"Umma—"
"And the Mitchell acquisition numbers—"
"Yeobo," his father interrupted gently, squeezing her shoulder as he passed. "Let him breathe first."
His mother's knife paused. "He looks like he hasn't been sleeping."
"I've been sleeping fine," James protested, but his father was already studying him with those gentle eyes that saw too much.
"Sit," his father said, pulling out the kitchen stool—the same one where his mother used to help James with homework. "Tell us about her."
James's head snapped up. "What?"
"Please," his mother scoffed, but her knife movements softened.
"James." His father's voice was soft but firm. "Business doesn't make you look like this. Love does."
His mother's knife picked up speed again. "Is it that PR woman? The one with the Instagram aesthetics and poor investment strategy?"
"Yeobo," his father chided gently. "Let him tell us."
"No," James said quietly. "It's... someone different. Someone real."
His mother's chopping slowed fractionally—the closest she'd come to showing surprise. His father just smiled, that knowing look that had always made James feel seen.
"Her name is Hannah," James found himself saying. "She teaches third grade. She remembers how everyone in the building takes their tea. She helps elderly residents with their groceries and organizes community projects and—" He broke off, running a hand through his hair. "And I ruined everything."
"Tell us about Hannah," his father said. "The real things, not her resume."
So James did. About her smile when helping children with art projects. How she straightened that frame in the lobby that always tilted left. The way she made spaces warmer just by existing in them.
His mother's knife kept moving, but her rhythm changed, softened. His father just listened, that gentle understanding in his eyes that had always made James feel braver.
"And now?" his father prompted when James finally ran out of words.

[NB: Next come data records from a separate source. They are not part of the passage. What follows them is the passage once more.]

PR #516, opened 2026-08-06
fix(connectivity): report pending when ledger Credentials API is unavailable

Dav-14:
A missing ledger Credentials CRD (NoMatch) or absent RBAC (Forbidden) — e.g.
an older ledger operator that predates the Credentials API — was surfaced as a
hard reconcile failure (LedgerCredentialsFailed). Treat it as an external
capability gap instead: set a LedgerCredentialsUnavailable condition and return
a pending error so the module reports unavailable and retries once the ledger
operator provides the capability, mirroring the connectivity operator gate.

Addresses NumaryBot finding 4132b30d8cdd379d.

---


Dav-14:
Superseded by #492, which includes this fix with the polling fallback and expanded tests.

PR #517, opened 2026-08-06
fix(connectivity): dial ledger v3 gRPC by Service name, not TLS SNI

Dav-14:
ledgerAddress was built from backend.TLS.ServerName, the SNI/certificate FQDN
(ledger-<stack>.<stack>.svc.cluster.local). On clusters whose DNS domain is not
cluster.local that FQDN need not resolve, so connectivity-core could not reach
the ledger. Build the dial address from backend.Name — the Service name, which
resolves in the stack namespace on any DNS domain — and keep TLS.ServerName as
the SNI on spec.ledgerTLS for certificate verification, mirroring how the gateway
upstream dials its backend.

Addresses NumaryBot finding 52f0f4a930fa3d33.

---


Dav-14:
Superseded by #492, which includes this fix and verifies the Service dial address while preserving the TLS SNI.

PR #3, opened 2015-07-24
Fixing syntax error in actionScript sdk generator

pgilmorepf:
Vectors/arrays had an incorrect syntax when used within the copy-constructor.
This fixes the issue where ActionScriptSDK won't compile.


hungwunfai:
LGTM

PR #4, opened 2015-07-31
Adding a testing framework and API tests to CSharpSDK

pgilmorepf:
Adding a testing framework and API tests to CSharpSDK


pgilmorepf:
From IM conversation, again, I'll do this in a future commit.  It's not a huge problem as long as it's fixed "soon".

PR #12, opened 2015-08-07
Http optimization update unity sdk

MarcoWilliamsPF:


pgilmorepf:
Unity.StartCoroutine - This is incompatible with my current automated testing framework.  Coroutines still run on the main thread, so they really don't serve a purpose, since it won't separate the work to another thread.  They will not improve performance, they only serve to offload the work to a future unity-tick (Which makes my testing system pointless).  The callback receivers can be running in a coroutine, but really that's the only coroutine that should be running.

Overall, I just don't think that this thing is structured correctly to achieve optimal performance.  You haven't really changed the original thread-structure.  We'll get a lot more performance out of threading if we change how we're calling and using the threads.  (We discussed that before, and how I'll probably take that on later, but I'm re-iterating the point)

I don't think the synchronous and non-synchronous calls need to be two big copy-paste blocks.  The main api-call logic could be 1 sub-function.

There's inconsistent space/tab usage in files, making it not line up correctly.  We should do a mass replace at some point: "/t"->"_ _ _ _".  Some new json files have this problem.

This new json library uses System.Linq.  This is not a good sign for performance.

For now, LGTM, but we still have plenty of performance work to go, as well as some revisions to make it compatible with automated testing.

PR #13, opened 2015-08-07
Updating the build scripts that build the SDKs

pgilmorepf:


hungwunfai:
Why hardcoded path? What if someone else want to run the script and build SDK?

pgilmorepf:
I have tried using relative paths with Jenkins, and it does not like it.  Many of the environment variables also fail to work correctly.
For now, my priority is making these files work for Jenkins.

PR #15, opened 2015-08-10
API update requires rebuilding all SDKs

pgilmorepf:


hungwunfai:
If we have to use absolute path, please do leave comment to explain why and how to workaround for customers, because this repo is public.

pgilmorepf:
I will do that in my next checkin.

PR #17, opened 2015-08-11
Fixing C++ crash exception: PFWORKBIN-261

pgilmorepf:
The C++ project was not safely checking all error possibilities, and one of those possibilities caused a crash.  This is now fixed.  As well, some error conditions didn't always set the error outputs, and so specific errors would be hidden.  All of this is fixed.


pgilmorepf:
I fail at git again.
By accident, this fork request also includes: PFWORKBIN-293.
However, they're both C++ crash fixes, so it's probably all good.

MarcoWilliamsPF:
LGTM

PR #24, opened 2015-08-20
Fixing: PFWORKBIN-302 and PFWORKBIN-445

pgilmorepf:
Region (type) and Region (variable) have been adjusted so they don't have the same name - This is a requirement for android builds.
A bunch of calls to memcpy() and strncpy() have been replaced with sprintf(), which allows the Android build to compile.


MarcoWilliamsPF:
LGTM

PR #27, opened 2015-08-24
Pfworkbin 235

pgilmorepf:
The PlayFabError object in api-callbacks will now contain better information, and more consistently show an error state when there is a problem - specifically when there is no connection, the error information will be populated appropriately.


MarcoWilliamsPF:
LGTM

PR #29, opened 2015-08-25
Fixing GMFB-327

pgilmorepf:
where the UnitySDK dies if the timestamp it receives is in an alternate format.

Making the timestamp format in util.cs more consistent.
Beefing up the unit-testing around timestamp formats.
Removing some gameObject references from logic that is running outside the unity thread.


MarcoWilliamsPF:
LGTM

PR #35, opened 2015-09-23
Updating CSharp tests

pgilmorepf:
Updating the LeaderBoard test to be more reliable, adding the AccountInfo-Enum test.


zac-playfab:
LGTM, although we may want to look at future versions having better assert messages. Having more explicit messages will be self-documenting also.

"Now I don't know how to fix it."
"Fix," his mother scoffed. "Always fixing. Like love is a merger you can restructure." But her voice held no bite.
"What your mother means," his father said, "is that sometimes the bravest thing isn't proving yourself worthy. It's letting someone see you exactly as you are."
"Even if who I am isn't enough?"
His mother's knife clattered against the cutting board. "James Park," she said sharply, turning to face him fully. "You have never been less than enough."
His mother returned to her cooking, the rhythm of her knife against the cutting board filling the silence between them. Each sound echoed with memory—meals shared, lessons learned, comfort offered without words.
"I missed this," he admitted quietly.
"Did you?" His mother's knife didn't pause. "Or did you just miss having somewhere to hide when your world stops making sense?"
------------------
"I thought I was different," James said finally, pushing the kimchi around in his bowl. The familiar smell of his mother's cooking wrapped around him, but even the table spread with childhood favorites couldn't ease the ache in his chest. "I thought I'd changed. But when it mattered, when it really mattered, I—" His voice caught. "I was exactly who she thought I was."
"And who is that?" his father asked gently, reaching for more rice, while his mother's chopsticks clicked against her bowl with sharp disapproval.
"Someone who can't—who doesn't know how to put others first." The admission felt like glass in his throat.